5 - il DNA ha il suo valore

Andrea riaprì gli occhi e si ritrovò nel letto di Annabelle con una pezza bagnata sulla fronte. Alzò una mano titubante, liberandosi di quel tessuto pesante. Si tirò a sedere appoggiandosi sui gomiti e guardandosi attorno. Vide una donna che le dava le spalle, intenta in chissà quale compito. Quando questa si voltò riconobbe in lei la tata che quella stessa mattina l'aveva aiutata a farsi il bagno e le aveva acconciato i capelli con cura.

"Sant'Iddio, ti sei ripresa! Mi hai fatto davvero preoccupare, Annabelle!" La donna si avvicinò al suo capezzale, era profondamente preoccupata.

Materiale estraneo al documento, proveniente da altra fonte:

PR #413, opened 2023-12-05
Use CMake to perform installation, and RPM macros

bryce-carson:
Hi Ben,

This PR updates the RPM spec file for the 4.1 release, adopts recommended RPM macros rather than hard-coding things (though that did appear robust in the past), and makes CMake capable of installing SLiMgui, slim, and eidos with desktop integration (which simplifies the role of RPM and makes the spec file more maintainable).

It didn't cross my mind until now, but the following should work beautifully and provide desktop integration on Linux platforms when building from source and should also be integrated into the manual's installation instructions:

```sh
cmake -D BUILD_SLIMGUI=ON
make
make install # This line, on Linux, will now *also* install Desktop integration files.
```

### DIFF
--- a/CMakeLists.txt
+++ b/CMakeLists.txt
@@ -348,9 +348,9 @@ else()
         target_link_libraries(${TARGET_NAME} PUBLIC Qt5::Widgets Qt5::Core Qt5::Gui OpenGL::GL gsl tables eidos_zlib gnu )
     else()
 	    target_link_libraries( ${TARGET_NAME} PUBLIC Qt5::Widgets Qt5::Core Qt5::Gui OpenGL::GL gsl tables eidos_zlib )
-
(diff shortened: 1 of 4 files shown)


bhaller:
Looks good to me, thanks!  I haven't looked at the manual changes you sent yet; I suppose the bit you mention above in your comment has been worked in with your edits.

bryce-carson:
> Looks good to me, thanks! I haven't looked at the manual changes you sent yet; I suppose the bit you mention above in your comment has been worked in with your edits.

Hi Ben,

It hasn't, actually. I sent my edits to you already, before I thought of it.

I will make the change now and re-send the edition, since that will probably be the easiest for both of us (it's easier for me than explaining where to make the edition, and easier for you too, I hope).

"Cos'è successo?" Si mise lentamente a sedere, cercando di fermare le pareti della stanza.

"Sei svenuta, al centro del giardino, come un sacco di patate." Le spiegò la tata con tono vagamente di rimprovero. Era possibile che fosse così severa? "C'è forse qualcosa di cui non so niente ma che dovresti dirmi?" Le si sedette accanto su letto, gratificandola con uno sguardo di rimprovero.

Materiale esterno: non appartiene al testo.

Issue #419, opened 2023-12-11
genome id mismatch error with SLiM 4.1


ShyamieG:
EDIT: It turns out this error was caused by my script, which re-labels nodes within the tree sequence to eliminate duplicate slim ids. In SLiM 4.1, a mismatch between node slim id and individual pedigree id throws this error.

Hi again,

I'm running into an issue with at a previously error-free step after updating to SLiM 4.1 (specifically, the version that was just patched to fix [this issue](https://github.com/MesserLab/SLiM/issues/418))

A couple of my steps (i.e. 2 out of >400) now throw this error:

```
ERROR (Species::__TabulateSubpopulationsFromTreeSequence): genome id mismatch; this file cannot be read.
```

I've included the [input files](https://github.com/MesserLab/SLiM/files/13641041/genome_id_issue.zip) and code to reproduce the error:

```
slim -l 0 -seed 15567 -d "IN='H4152'" -d "infile='inf-270_V5490_to_H4152_on_day_9_simplified_annotated.ts'" -d "inf_idx='283'" -d "out=c('V1815')" -d "sampling_events=c(42)" -d "outpath='.'" -d "mu='3.00E-10'" -d "positions_file='PvP01_genome_positions'" -d "N_transmitted='20'" -d "N_reactivated='1'" -d "N_sampled='100'" -d "t_liver_stage='7'" -d "N_liver_final='2.00E+04'" -d "t_to_99_blood_max='7'" -d "t_RBC_period='2'" -d "N_blood_max='1.00E+05'" -d "N_RBC_clones='16'" -d "t_gameto_lifespan='5'" -d "p_RBC_to_gameto='0.01'" -d "t_start_clearance='40'" -d "t_inf_half_life='50'" hhar.slim
```

In case it is helpful, here is another example that runs without an error:

```
[...]

Issue #416, opened 2023-12-06
error adding individuals to table


ShyamieG:
I'm running into a strange issue running this script (input files are [attached here](https://github.com/MesserLab/SLiM/files/13589937/slim_issue.zip)):

```
slim -l 0 -seed 14081 -d "IN='H5834'" -d "infile='inf-1852_V8157_to_H5834_on_day_23_simplified_annotated.ts'" -d "inf_idx='1893'" -d "out=c('V1945','V105','sample')" -d "sampling_events=c(21,28,61)" -d "outpath='.'" -d "mu='3.00E-10'" -d "positions_file='PvP01_genome_positions'" -d "N_transmitted='20'" -d "N_reactivated='1'" -d "N_sampled='100'" -d "t_liver_stage='7'" -d "N_liver_final='2.00E+04'" -d "t_to_99_blood_max='7'" -d "t_RBC_period='2'" -d "N_blood_max='1.00E+05'" -d "N_RBC_clones='16'" -d "t_gameto_lifespan='5'" -d "p_RBC_to_gameto='0.01'" -d "t_start_clearance='40'" -d "t_inf_half_life='50'" hhar.slim
```

When running this on my institution's cluster, I get a tskit out of memory error:

```
Error:tsk_individual_table_add_row: Out of memory. (TSK_ERR_NO_MEMORY)
```

However, when I moved the input files to my local machine to better troubleshoot, I saw a different error:

```
Assertion failed: (p_tables->nodes.individual[ind->genome1_->tsk_node_id_] == (tsk_id_t)tsk_individual), function AddIndividualsToTable, file /Users/bhaller/Desktop/SLiM/core/species.cpp, line 4970.
zsh: abort      slim -l 0 -seed 14081 -d "IN='H5834'" -d  -d "inf_idx='1893'" -d  -d  -d  -d
```

I sought help from my institution's IT department to troubleshoot the error on the cluster, but wasn't able to solve it (increasing the memory request did not help). Have you encountered this kind of issue before?

Here is an example using the same underlying slim script (but different input file) without issue:

```
[...]

PR #420, opened 2023-12-13
add node pedigree ID check

bhaller:
Related to #416 and #419, this PR adds a check, on tree sequence load, for nodes with pedigree IDs that (once divided by two to get their corresponding individual pedigree ID) are higher than any individual pedigree ID (meaning that the next pedigree ID used needs to be higher).  At present this PR checks for this condition, emits a warning if it sees it, and fixes the problem by setting the next pedigree ID to be sufficiently high.  We might want to change this to be an error condition instead, if we can't think of any case when it would legitimately occur.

Andrea la osservò confusa. "Di cosa stai parlando?"

"Non fare la santarellina con me, so benissimo delle visite notturne che ti fa sempre più spesso il bel couturier Gavoir. Lo so, è proprio un bel tipo, ma..." scosse lentamente il capo.

Andrea si sentiva la testa come un pallone. Nicole le stava dicendo che forse era incinta? "Non so di cosa stai parlando!"

Nicole sospirò teatralmente e si alzò dal letto, allontanandosi. "Lo spero per te, altrimenti saresti davvero nei guai. Ma conoscendoti bene, non posso credere che tu ti sia donata a cuor leggero a chi non ti spetta..."

Andrea ci pensò un po' su e decise di prendere la palla al balzo: "Ma perché mio padre mi ha promesso in sposa a..."

"Al conte di Devonshire?" Concluse Nicole al posto suo. "Davvero lo stai chiedendo?"

Andrea sospirò rassegnata. "Ma se anche Philippe è qui, perché non..."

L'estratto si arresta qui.